Exercise directions » Using the records below, write out the line with "KeyboardEvent.key is the" and each line after it through the final one, exactly, and only those.

Given information »
[Start of section]

PR #2874, opened 2019-11-28
Fixed: CPTextView keyboard issue in recent Firefox versions

### LINKED ISSUE #2873: entering hashtag key adds a pound-key in FF70
'#' gives you £#

daboe01:
previously, wrong characters were emitted from keyDown: events in more recent Firefox versions. The reason is that keyCodes do not correspond to characters but rather refer to keys on the keyboard.

The bug is exposed in CPTextView that relies on keyDown: events. CPTextFields are not affected because they are based native input elements.

This patch uses the key property that corresponds to characters and not keys.
Works for me on FireFox, Safari and Chrome.

fixes #2873

### DIFF
--- a/AppKit/Platform/DOM/CPPlatformWindow+DOM.j
+++ b/AppKit/Platform/DOM/CPPlatformWindow+DOM.j
@@ -739,8 +739,8 @@ _CPPlatformWindowWillCloseNotification = @"_CPPlatformWindowWillCloseNotificatio
                 characters = KeyCodesToUnicodeMap[_keyCode];
 
             // The problem with keyCode is that this property refers to keys on the keyboard and not to characters
-            // This is why String.fromCharCode does not work in more recent versions of Firefox
-            // E.g. pressing a '#' gives you a charCode of 163, which refers to '£' and not '#'
+            // This is why String.fromCharCode does not always work in more recent versions of Firefox
+            // E.g. pressing a '#' on a German keyboard gives you a charCode of 163, which refers to '£' and not '#'
             // The property key works fine, though. From there we can get the actual character more robustly.
             // Therefore we prefer key over keyCode whenever possible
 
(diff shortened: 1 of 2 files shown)


daboe01:
-#new
+FireFox
+AppKit

daboe01:
+#needs-review

mrcarlberg:
Can you please add some comments in the code that describe this behavior. Also why this works better. Some examples in the comments would be fantastic too.

daboe01:
@mrcarlberg done so. is this sufficient?

daboe01:
-#needs-review

daboe01:
@mrcarlberg my userbase of ~100 per day has been testing this for 2 weeks (we are unfortunately a FF shop). no issues have been reported so far.

mrcarlberg:
After looking into this a bit I think this might fix the problem in Firefox but the base problem is that `event.charCode` and `event.keyCode` are deprecated. The fix make sure we use the `key` property when the length is one but most of the logic still use the old properties.

Do you know if `charCode` corresponds the the `code` property all the time?

daboe01:
@mrcarlberg the issue with firefox is that String.fromCharCode(e.charCode) does not always match the key that was pressed, at least not so on a german keyboard.

KeyboardEvent.key is the correct alternative to get the key that was pressed according to https://developer.mozilla.org/en-US/docs/Web/API/KeyboardEvent/key 

we already have several other workarounds for weird charCode behaviors scattered around 
 CPPlatformWindow+DOM.j

daboe01:
@mrcarlberg this issue is a real show stopper in Germany. Here, FF-usage is still very prevalent. I therefore suggest to merge this fix sooner than later. IMHO a full rework of CPPlatformWindow+DOM.j to use key instead of charCode should be pursued in a second step.

mrcarlberg:
Yes, a rework of this has to be done in the future. I will merge this.

mrcarlberg:
Merged! Thanks!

[End of section]

Response to this task »
KeyboardEvent.key is the correct alternative to get the key that was pressed according to https://developer.mozilla.org/en-US/docs/Web/API/KeyboardEvent/key 

we already have several other workarounds for weird charCode behaviors scattered around 
 CPPlatformWindow+DOM.j

daboe01:
@mrcarlberg this issue is a real show stopper in Germany. Here, FF-usage is still very prevalent. I therefore suggest to merge this fix sooner than later. IMHO a full rework of CPPlatformWindow+DOM.j to use key instead of charCode should be pursued in a second step.

mrcarlberg:
Yes, a rework of this has to be done in the future. I will merge this.

mrcarlberg:
Merged! Thanks!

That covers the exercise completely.